Hello Everyone,
It is good to make your product better at any moment. At Bitbar we usually have a quality season which exactly means the whole development team is busy. Neither sunbathing, nor partying, but enhancing Automation and development process from the inside. I’m Jakub Koziol, QA Lead of Bitbar Testing and I want to share briefly our experiences with BDD.
As we’re all involved in test automation we all know that it’s not a piece of cake. Sometimes just simple innovation can make the whole testing world better. Not every change will be a milestone, but from time to time even the most stiff-necked tester has a feeling that there is a need for revision.

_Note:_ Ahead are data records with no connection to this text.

PR #10852, opened 2026-05-13
Migrate code view to use FileLocation

kevinyang372:
### Problem
Clicking a remote file in the file tree twice opens two separate editor panes for the same file. Locally, the app correctly detects the file is already open and focuses the existing editor instead.

### Root Cause
All duplicate-detection paths relied on `CodeSource::path()`, which returns `None` for remote files (`FileLocation::Remote`). This caused every dedup check to be skipped entirely for remote files.

### Changes

**Core type migration (`TabData.path` → `TabData.location`)**
- Replaced `TabData.path: Option<PathBuf>` with `location: Option<FileLocation>`, so both local and remote files are tracked as the canonical tab identity
- Added `local_path()` convenience accessor for callers that are inherently local-only (save, rename, persistence, markdown preview)
- Migrated all callers: display (tab titles, tooltips), dedup (focus existing, merge tabs), and local-only operations

**Dedup fix (the actual bug fix)**
- `focus_existing_tab_if_present` now compares `FileLocation` instead of local path only
- Added `CodeManager::get_locator_for_location_in_tab` that matches on `CodeSource::location()` for both local and remote
- Updated `open_code` (both grouping-on and grouping-off paths) to use `source.location()` instead of `source.path()`
- Updated `CodePane::pre_attach` to use `source.location()` and the new location-based lookup

**ActiveFileModel migration**
- Changed `ActiveFileModel` to store `Option<FileLocation>` instead of `Option<PathBuf>`
- Updated `CodeViewEvent::TabChanged`/`FileOpened` to carry `FileLocation`
- File tree handler now works for both local (`try_from_local`) and remote (`remote.path` directly) — enables "reveal active file in tree" for remote files
- `OpenedFilesModel` tracking gated on `FileLocation::Local` since `DetectedRepositories` is local-only

### Bonus fixes
- Remote tab titles now show actual file name via `FileLocation::display_name()` instead of "Untitled"
- `merge_tabs` correctly deduplicates remote tabs (previously silently dropped them)
- Unsaved changes dialog shows correct file names for remote files

---
[Conversation](https://staging.warp.dev/conversation/18fcb46f-ab51-4429-833e-fb3a9d4ea203) | [Plan](https://staging.warp.dev/drive/notebook/Zr9BSvVisGLAPP8BXRyTJc)

## Demo
https://www.loom.com/share/6cc736c68bf24242b2919a3c2e746d7d

### DIFF
--- a/app/src/code/active_file.rs
+++ b/app/src/code/active_file.rs
@@ -1,22 +1,21 @@
 //! Module containing the definition of [`ActiveFileModel`],
 //! which tracks the currently focused file across an entire PaneGroup.
 
-use std::path::PathBuf;
-
+use super::buffer_location::FileLocation;
 use warpui::{Entity, ModelContext};
 
 /// Events emitted by the ActiveFileModel.
 #[derive(Debug, Clone)]
 pub enum ActiveFileEvent {
     /// A new file became focused.
-    ActiveFileChanged { file_info: PathBuf },
+    ActiveFileChanged { location: FileLocation },
 }
 
 /// Model that tracks the currently focused file.
 #[derive(Default)]
 pub struct ActiveFileModel {
     /// The currently focused file, if any.
-    active_file: Option<PathBuf>,
+    active_file: Option<FileLocation>,
 }
 
 impl Entity for ActiveFileModel {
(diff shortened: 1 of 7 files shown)


kevinyang372:
* **#10852** <a href="https://app.graphite.com/github/pr/warpdotdev/warp/10852?utm_source=stack-comment-icon" target="_blank">Graphite</a> 👈 <a href="https://app.graphite.com/github/pr/warpdotdev/warp/10852?utm_source=stack-comment-view-in-graphite" target="_blank">(View in Graphite)</a>
* `master`


<h2></h2>

moirahuang (approved):
i'm not sure if this is caused by this PR but we're missing a bunch of stuff on the right click menu. here's remote
Image
vs local

Image

not being able to open the same file in multiple panes or tabs makes it hard to test the other case i flagged to you when one of the files has unsaved changes and the other file thinks it also has unsaved changes

kevinyang372:
@moirahuang This is not caused by this PR -- I will followup on this

PR #10870, opened 2026-05-14
Respect CODEX_HOME and CLAUDE_CONFIG_DIR for writing config.

liliwilson:
## Description

Update the implementations for claude and codex harnesses to consistently respect the environment variables `CLAUDE_CONFIG_DIR` and `CODEX_HOME` respectively.

While `.claude.json` gets written to `~` (not `~/.claude`) when the `CLAUDE_CONFIG_DIR` is unset, we need to make sure that we set it to `CLAUDE_CONFIG_DIR/.claude.json` when the environment variable is set.

This is important for the self-hosted worker direct backend, to make sure that we can seed per-task config in worker-scoped repos. Associated `oz-agent-worker` PR: https://github.com/warpdotdev/oz-agent-worker/pull/72

## Testing

Ran with `./script/oz-local` and passed in `-e CODEX_HOME` and `-e CLAUDE_CONFIG_DIR`. Nuked my local `~/.claude` and `~/.codex` directories and then confirmed agents could run to completion and seed the correct config files.

Also ran without setting the env vars and confirmed that we run to completion.

## Agent Mode

### DIFF
--- a/app/src/ai/agent_sdk/driver/harness/claude_code.rs
+++ b/app/src/ai/agent_sdk/driver/harness/claude_code.rs
@@ -27,8 +27,8 @@ use warp_managed_secrets::ManagedSecretValue;
 use super::super::terminal::{CommandHandle, TerminalDriver};
 use super::super::{AgentDriver, AgentDriverError};
 use super::claude_transcript::{
-    claude_config_dir, read_envelope, write_envelope, write_session_index_entry, ClaudeResumeInfo,
-    ClaudeTranscriptEnvelope,
+    claude_config_dir, home_dir_for_claude_config, read_envelope, write_envelope,
+    write_session_index_entry, ClaudeResumeInfo, ClaudeTranscriptEnvelope,
 };
 use super::json_utils::{read_json_file_or_default, write_json_file};
 use super::{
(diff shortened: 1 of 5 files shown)


app/src/ai/agent_sdk/driver/harness/claude_code.rs
```diff
@@ -578,24 +578,25 @@ pub(crate) fn prepare_claude_environment_config(
...
 }
 
-fn claude_home_dir() -> Result<PathBuf> {
-    #[cfg(test)]
-    if let Some(home_dir) = std::env::var_os("HOME") {
-        if !home_dir.as_os_str().is_empty() {
-            return Ok(PathBuf::from(home_dir));
+// This function is used specifically for determining where to land `.claude.json`.
+fn claude_global_config_path() -> Result<PathBuf> {
+    if let Ok(dir) = std::env::var("CLAUDE_CONFIG_DIR") {
```
bnavetta, line 591: Oh interesting, I thought `.claude.json` didn’t respect the env vars, only the directory did

bnavetta (approved):

app/src/ai/agent_sdk/driver/harness/claude_code.rs
liliwilson: Yeah, I originally did too... I did test this though and fortunately it does respect the env var

PR #10875, opened 2026-05-14
add nld decision telemetry event

evelyn-with-warp:
## Linked Issue

## Testing

./script/run --features warpui/log_named_telemetry_events

### Screenshots / Videos

**ls**
image

**ls with file attached**
image

** ls with file attached and ⌘ I**
image

**hello in terminal mode without enabling onnx classifier**
image

** approve after hello, should trigger AgentFollowUp whitelist**
image

**natural language without enabling onnx classifier**
image
**hello with enabling onnx classifier, should trigger whitelisting**
image
**!hello with enabling onnx classifier, should trigger shell prefix**
image
**what's the weather should trigger nldclassifier**
image
**/plan should trigger app level heuristics**
image

some video on latest commit
https://www.loom.com/share/480d640e565d4d28a40e1a5d15fc709c
## Agent Mode


evelyn-with-warp:
@szgupta I occasionally saw decision source is Null, but it did not reproduce robustly. 
```
09:48:39.634 [INFO] [warpui_core::telemetry::event_store] Recorded telemetry event: Event {
    payload: NamedEvent {
        user_id: Some(
            "paKnCQIb4NVDXhTQambFVn6dnej1",
        ),
        anonymous_id: "9a826897-8e46-4716-afa7-3fcfc7bc1c42",
        name: "AgentMode.NaturalLanguageDetection.InputBufferSubmitted",
        value: Some(
            Object {
                "decision_source": Null,
                "input": String("approve"),
                "input_type": String("Shell"),
                "is_locked": Bool(false),
                "was_lock_set_with_empty_buffer": Bool(false),
            },
        ),
    },
    session_created_at: 2026-05-18T16:34:43.407171Z,
    timestamp: 2026-05-18T16:48:39.633855Z,
    contains_ugc: true,
```
Despite our code does imply if no NLD decision applied when is_locked is False the decision source will be Null, it's not clear to me why there's no NLD decision for unlocked sessions. 
I'm okay with current implementation having coverage less than 100%, as long as the logged decision source is accurate

app/src/ai/blocklist/input_model.rs
```diff
@@ -139,6 +140,8 @@ pub struct BlocklistAIInputModel {
     /// The timestamp of the last time the input mode was switched, if the switch was to AI mode and
     /// it was autodetected. Else, `None`.
     last_ai_autodetection_ts: Option<Instant>,
+    /// The source of the final input decision that is currently reflected in `input_config`.
+    input_decision_source: Option<InputDecisionSource>,
```
szgupta: When is this `None`?

szgupta: "input_decision" is vague - can we be more clear here?

crates/input_classifier/src/onnx/mod.rs
```diff
@@ -161,20 +135,96 @@ impl InputClassifier for OnnxClassifier {
...
+                })
             }
         }
     }
 }
 
+#[cfg_attr(not(target_family = "wasm"), async_trait)]
+#[cfg_attr(target_family = "wasm", async_trait(?Send))]
+impl InputClassifier for OnnxClassifier {
+    async fn detect_input_decision(
```
szgupta: Does this mean checking the input decision happens separately from actually running NLD? Feel like the `detect_input_type` API ought to return the type and why that decision was made

szgupta (commented):
Initial thoughts

app/src/ai/blocklist/input_model.rs
evelyn-with-warp: like the case i got https://github.com/warpdotdev/warp/pull/10875#issuecomment-4480106102, although not robustly reproducible; 
i'd rather leave it as none (trade coverage for accuracy) if there's some decision path that I am not aware of.

evelyn-with-warp: agreed on this. maybe `nld_decision_source` is better?

app/src/ai/blocklist/input_model.rs
```diff
@@ -139,6 +140,8 @@ pub struct BlocklistAIInputModel {
     /// The timestamp of the last time the input mode was switched, if the switch was to AI mode and
     /// it was autodetected. Else, `None`.
     last_ai_autodetection_ts: Option<Instant>,
+    /// The source of the final input decision that is currently reflected in `input_config`.
```
vorporeal: if this is tied to some data in `InputConfig`, why is it not part of `InputConfig`?

also seems like it might simplify some other code

evelyn-with-warp: @vorporeal  it was intended to say the source will be set in `set_input_config_internal`. Will update the comment to be less confusing; The decision source is dependent on user input text, and will be decided in runtime (e.g if there's ONNX panic, the source will be NLDHeuristicClassifier instead of NLDClassifier..etc), and therefore i think it's not appropriate to put it in input config, which aims to track the mode state (it's logically possible to have different decision source in one mode state)
i also didn't get why put nld_decision_source in inputConfig will simplify this implementation, as we will still need to update everywhere we call set_input_config. 
Pls lmk if i oversee some potential shortcut here

crates/input_classifier/src/onnx/mod.rs
evelyn-with-warp: it was mostly a rename. we did append source besides decision. Reverted it back to avoid confusion https://github.com/warpdotdev/warp/pull/10875/changes/557db91464ec17044c13eb5206fbea8ca3bd1db1

app/src/ai/blocklist/input_model.rs
```diff
@@ -139,6 +140,8 @@ pub struct BlocklistAIInputModel {
     /// The timestamp of the last time the input mode was switched, if the switch was to AI mode and
     /// it was autodetected. Else, `None`.
     last_ai_autodetection_ts: Option<Instant>,
+    /// The source of the final input decision upon submission
+    nld_decision_source: Option<NldDecisionSource>,
```
szgupta: nit: should we call this `last_ai_autodetection_decision_source` to be consistent with the property above? even better, wrap the two into a mini struct!

app/src/ai/blocklist/input_model.rs
```diff
@@ -394,21 +414,26 @@ impl BlocklistAIInputModel {
...
 
     /// Swaps between Agent/Shell input types while preserving lock state. Temporarily disables
     /// autodetection.
     pub fn set_input_type(&mut self, input_type: InputType, ctx: &mut ModelContext<Self>) {
         self.temporarily_disable_autodetection();
         let current_config = self.input_config();
-        self.set_input_config_internal(current_config.with_input_type(input_type), ctx);
+        self.set_input_config_internal(
+            current_config.with_input_type(input_type),
+            Some(NldDecisionSource::ManualToggle),
```
szgupta: hrm, how are we sure this is a manual toggle? this API is in a model, not a ui view

app/src/terminal/input.rs
```diff
@@ -476,6 +476,32 @@ fn get_agent_mode_new_conversation_hint_text() -> &'static str {
     let index = HINT_INDEX.fetch_add(1, Ordering::Relaxed) % AGENT_MODE_HINT_OPTIONS.len();
     AGENT_MODE_HINT_OPTIONS[index]
 }
+fn submitted_nld_decision_source(input_model: &BlocklistAIInputModel) -> Option<NldDecisionSource> {
```
szgupta: What is this doing?

app/src/terminal/input.rs
```diff
@@ -9754,12 +9821,13 @@ impl Input {
                                 });
 
                             self.ai_input_model.update(ctx, |ai_input_model, ctx| {
-                                ai_input_model.set_input_config(
+                                ai_input_model.set_input_config_with_source(
```
szgupta: nit: i'd leave this API as `set_input_config` and make `NldDecisionSource` required. There shouldn't be a single callsite that can't specify why we chose to change the input type, right?

crates/input_classifier/src/lib.rs
```diff
@@ -7,12 +7,55 @@ pub mod test_utils;
...
+use serde::{Deserialize, Serialize};
 
 pub use heuristic_classifier::HeuristicClassifier;
 pub use input_type::InputType;
 #[cfg(feature = "onnx")]
 pub use onnx::{Model as OnnxModel, OnnxClassifier};
 
+/// The source of the final input type decision applied to the user input.
+#[derive(Debug, Copy, Clone, PartialEq, Eq, Serialize, Deserialize)]
+pub enum NldDecisionSource {
```
szgupta: I think we should decouple the decision source in the `input_classifier` crate vs the application level decision source. The one coming from this crate should only include the sources that it can actually produce (stuff in the NLD pipeline), whereas the one in the application should be like

```
enum AiAutodetectionSource {
    ManualToggle,
    ...,
    ClassifierSource(ClassifierSource)
}
```
(naming TBD)

crates/input_classifier/src/onnx/mod.rs
```diff
@@ -85,53 +91,21 @@ impl OnnxClassifier {
...
-
-        // Otherwise, defer all decision-making to the model.
-        self.classify_input(input, context)
-            .await
-            .map(|result| result.to_input_type())
-            .unwrap_or(context.current_input_type)
-    }
-
-    async fn classify_input(
+    async fn classify_input_with_source(
```
szgupta: nit: let's keep the name as `classify_input`

crates/input_classifier/src/onnx/mod.rs
```diff
@@ -85,53 +91,21 @@ impl OnnxClassifier {
...
         &self,
         input: warp_completer::ParsedTokensSnapshot,
-        _context: &Context,
-    ) -> anyhow::Result<ClassificationResult> {
+        context: &Context,
+    ) -> anyhow::Result<ClassificationWithSource> {
```
szgupta: Can we just add the source to the existing `ClassificationResult`?

app/src/terminal/input.rs
evelyn-with-warp: removed; it seems not necessary https://github.com/warpdotdev/warp/pull/10875/changes/b6f6fe2b53c6a4e2071c9bb06a401a4d05de8a01

app/src/ai/blocklist/input_model.rs
evelyn-with-warp: also for some case if it's set to enable auto detection, then it's okay to be None for NLD to fill in later e.g. in [enable_auto_detection](https://github.com/warpdotdev/warp/blob/a67c7adece6dd8dffce9013d81777bada99a0b48/app/src/terminal/input.rs#L6118)

crates/input_classifier/src/lib.rs
```diff
@@ -7,12 +7,26 @@ pub mod test_utils;
...
+use serde::{Deserialize, Serialize};
 
 pub use heuristic_classifier::HeuristicClassifier;
 pub use input_type::InputType;
 #[cfg(feature = "onnx")]
 pub use onnx::{Model as OnnxModel, OnnxClassifier};
 
+/// Sources produced by the NLD pipeline.
+#[derive(Debug, Copy, Clone, PartialEq, Eq, Serialize, Deserialize)]
+pub enum NldDecision {
```
szgupta: nit: `InputClassifierDecisionSource`

let's avoid "nld" since we don't really use that term in the codebase today

crates/input_classifier/src/lib.rs
```diff
@@ -7,12 +7,26 @@ pub mod test_utils;
...
+    NldClassifier,
+    NldClassifierFallbackHeuristic,
+    NldClassifierFallbackCurrentInput,
+    Denylist,
+    HistoryMatch,
```
szgupta: The `input_classifier` crate doesn't check for history

crates/input_classifier/src/lib.rs
```diff
@@ -7,12 +7,26 @@ pub mod test_utils;
...
+    OneOffWhitelist,
```
szgupta: Can you break this out into the two allowlists: "ShellCommandAllowlist" vs "NaturalLanguageAllowlist" vs "NaturalLanguageFollowupAllowlist"

crates/input_classifier/src/lib.rs
```diff
@@ -7,12 +7,26 @@ pub mod test_utils;
...
 #[cfg(feature = "onnx")]
 pub use onnx::{Model as OnnxModel, OnnxClassifier};
 
+/// Sources produced by the NLD pipeline.
+#[derive(Debug, Copy, Clone, PartialEq, Eq, Serialize, Deserialize)]
+pub enum NldDecision {
+    NldClassifier,
+    NldClassifierFallbackHeuristic,
+    NldClassifierFallbackCurrentInput,
+    Denylist,
```
szgupta: Which denylist?

crates/input_classifier/src/lib.rs
szgupta: All of these variants should be more specific and documented please!

crates/input_classifier/src/heuristic_classifier/mod.rs
```diff
@@ -39,24 +39,31 @@ pub struct HeuristicClassifier;
 #[cfg_attr(not(target_family = "wasm"), async_trait)]
 #[cfg_attr(target_family = "wasm", async_trait(?Send))]
 impl InputClassifier for HeuristicClassifier {
-    async fn detect_input_type(&self, input: ParsedTokensSnapshot, context: &Context) -> InputType {
+    async fn detect_input_type(
+        &self,
+        input: ParsedTokensSnapshot,
+        context: &Context,
+    ) -> (InputType, NldDecision) {
```
szgupta: Instead of a tuple, can you create a new return type (struct) with these two properties?

app/src/ai/blocklist/input_model.rs
```diff
@@ -17,7 +17,92 @@ use settings::Setting as _;
...
+    AtContextMenuInsert,
+}
+
+/// The source of the final input type decision applied to the user input.
+#[derive(Debug, Copy, Clone, PartialEq, Eq, Serialize, Deserialize)]
+pub enum InputTypeAutoDetectionSource {
+    /// App level settings from explicit user actions.
+    AppLevelOverride(AppLevelOverride),
+    /// App level implicit / side-effect transitions from other UI flows.
+    AppLevelHeuristic(AppLevelHeuristic),
```
szgupta: Hrm, I feel like we should collapse these into one. In fact, I would change this type to
```
enum InputTypeAutoDetectionSource {
    InputClassifier(InputClassifierDecisionSource),
    HistoryMatch,
    ... // all the other app types inlined here
}
```

crates/input_classifier/src/lib.rs
evelyn-with-warp: https://github.com/warpdotdev/warp/pull/10875/changes/bdff07cae2dd27e111ba9990072b8e68ad442bb5

crates/input_classifier/src/lib.rs
evelyn-with-warp: https://github.com/warpdotdev/warp/pull/10875/changes/9643ea55fb201b937b59f66e82631867246bd8e0

crates/input_classifier/src/lib.rs
evelyn-with-warp: [AISettings.autodetection_command_denylist](https://github.com/warpdotdev/warp/blob/dbca9ac43664135b07545ee5cc96fa8662b67417/app/src/ai/blocklist/input_model.rs#L634-L638) to block auto detection run ; also moved to app level tracking now

crates/input_classifier/src/lib.rs
evelyn-with-warp: https://github.com/warpdotdev/warp/pull/10875/changes/d9c5dc437cb23d151e98bca494c7749eaf2a07a0

crates/input_classifier/src/lib.rs
evelyn-with-warp: https://github.com/warpdotdev/warp/pull/10875/changes/66845db2290053bf7108b4f2779462f2a770df93

crates/input_classifier/src/heuristic_classifier/mod.rs
evelyn-with-warp: https://github.com/warpdotdev/warp/pull/10875/changes/8ad713375679282fce1eef3dcef090410ad01e24

app/src/ai/blocklist/input_model.rs
```diff
@@ -17,7 +17,74 @@ use settings::Setting as _;
 use warp_core::features::FeatureFlag;
 use warpui::{AppContext, Entity, EntityId, ModelContext, ModelHandle, SingletonEntity};
 
-pub use input_classifier::InputType;
+pub use input_classifier::{InputClassifierDecisionSource, InputType};
+
+/// The source of the final input type decision applied to the user input.
+#[derive(Debug, Copy, Clone, PartialEq, Eq, Serialize, Deserialize)]
+pub enum InputTypeAutoDetectionSource {
```
szgupta, line 24: nit: this is more like `InputTypeDecisionSource` - because a lot of these don't go through "auto-detection" (e.g. voice input)

app/src/ai/blocklist/input_model.rs
```diff
@@ -17,7 +17,74 @@ use settings::Setting as _;
...
+    /// Decision produced by the input classifier pipeline.
+    InputClassifierDecisionSource(InputClassifierDecisionSource),
+    /// User explicitly toggled the input type via cmd + I.
+    ManualToggle,
+    /// `!` shell prefix force-locked the input to Shell mode.
+    ShellPrefix,
+    /// Image / file attachment in progress force-locked AI mode.
+    AttachmentForcedAi,
```
szgupta, line 32: nit: I would just call this "AttachedFile"

app/src/ai/blocklist/input_model.rs
```diff
@@ -17,7 +17,74 @@ use settings::Setting as _;
...
+    /// First token matched the autodetection command denylist.
+    Denylist,
```
szgupta, line 34: Can you make this more specific (i.e. which denylist)

app/src/ai/blocklist/input_model.rs
```diff
@@ -333,6 +410,7 @@ impl BlocklistAIInputModel {
         } else {
             AISettings::as_ref(ctx).is_ai_autodetection_enabled(ctx)
         };
+        let initial_decision_source = None;
```
szgupta, line 405: Can you just inline this? no need for variable declaration

app/src/ai/blocklist/input_model.rs
```diff
@@ -372,6 +451,9 @@ impl BlocklistAIInputModel {
     pub fn input_config(&self) -> InputConfig {
         self.input_config
     }
+    pub fn last_ai_autodetection_source(&self) -> Option<InputTypeAutoDetectionSource> {
```
szgupta, line 446: nit: newline above

app/src/ai/blocklist/input_model.rs
```diff
@@ -139,6 +206,8 @@ pub struct BlocklistAIInputModel {
     /// The timestamp of the last time the input mode was switched, if the switch was to AI mode and
     /// it was autodetected. Else, `None`.
     last_ai_autodetection_ts: Option<Instant>,
+    /// the latest input type classification decision source
+    last_ai_autodetection_source: Option<InputTypeAutoDetectionSource>,
```
szgupta, line 202: The more I think about it, I think this should be stored on `InputConfig` and called `decision_source`. it makes more sense there than on the InputModel itself.

app/src/ai/blocklist/input_model.rs
```diff
@@ -17,7 +17,74 @@ use settings::Setting as _;
 use warp_core::features::FeatureFlag;
 use warpui::{AppContext, Entity, EntityId, ModelContext, ModelHandle, SingletonEntity};
 
-pub use input_classifier::InputType;
+pub use input_classifier::{InputClassifierDecisionSource, InputType};
+
+/// The source of the final input type decision applied to the user input.
+#[derive(Debug, Copy, Clone, PartialEq, Eq, Serialize, Deserialize)]
```
szgupta, line 23: Can you move this down, past the imports

app/src/server/telemetry/events.rs
```diff
@@ -4753,6 +4759,7 @@ impl TelemetryEvent {
             TelemetryEvent::AgentExitedShellProcess { .. } => true,
             TelemetryEvent::CreateProjectPromptSubmitted { .. } => false,
             TelemetryEvent::CreateProjectPromptSubmittedContent { .. } => true,
+            TelemetryEvent::InputBufferSubmitted { .. } => false,
```
szgupta, line 4742: revert this? it was fine before

crates/input_classifier/src/onnx/mod.rs
```diff
@@ -101,36 +106,53 @@ impl InputClassifier for OnnxClassifier {
...
+                );
             }
 
             // If the first token is one of a specific set of shell command keywords (e.g.: echo or sudo),
             // we should classify it as shell.
             if is_one_off_shell_command_keyword(&first_word) {
-                return InputType::Shell;
+                return InputClassificationResult::new(
+                    InputType::Shell,
+                    InputClassifierDecisionSource::ShellHeuristic,
```
szgupta, line 120: Should we break this up into two types rather than use the same one here and in `is_likely_shell_command`?

crates/input_classifier/src/lib.rs
```diff
@@ -37,20 +70,24 @@ pub struct ClassificationResult {
     p_shell: f32,
     /// The probability that the input is a natural language query to AI.
     p_ai: f32,
+    /// The classifier source that produced this classification.
+    pub source: InputClassifierDecisionSource,
```
szgupta, line 74: nit: instead of making this pub, define a getter

crates/input_classifier/src/onnx/mod.rs
```diff
@@ -201,3 +223,70 @@ impl HasPanicked {
         self.inner.is_completed()
     }
 }
+
+#[cfg(test)]
+mod tests {
```
szgupta, line 228: nit: move to `mod_tests` file

szgupta (approved):
Awesome, thank you for iterating!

When Bitbar Testing UI 2.0 was held up we stood over to build, possibly the best functional test automation. We’ve chosen, of course, Selenium WebDriver in Python which starts automatically from Jenkins CI. It was a great opportunity to question ourselves what kind of software development process fits us literally enough to make it an everyday reality.
After several discussions, our R&D team decided to go with Behavior-Driven Development (BDD). This technique is not only good for focusing on user behavior but also requires everyone’s commitment to creating .feature files. From words to deeds we had to follow Cucumber and implement Gherkin language to our automation – a common language that will be essentially easy to express user behavior for non-technical company branches. From the very beginning we felt that this is it – finally, we’ve found a complete solution – living documentation of application. At that moment there were no BDD minors.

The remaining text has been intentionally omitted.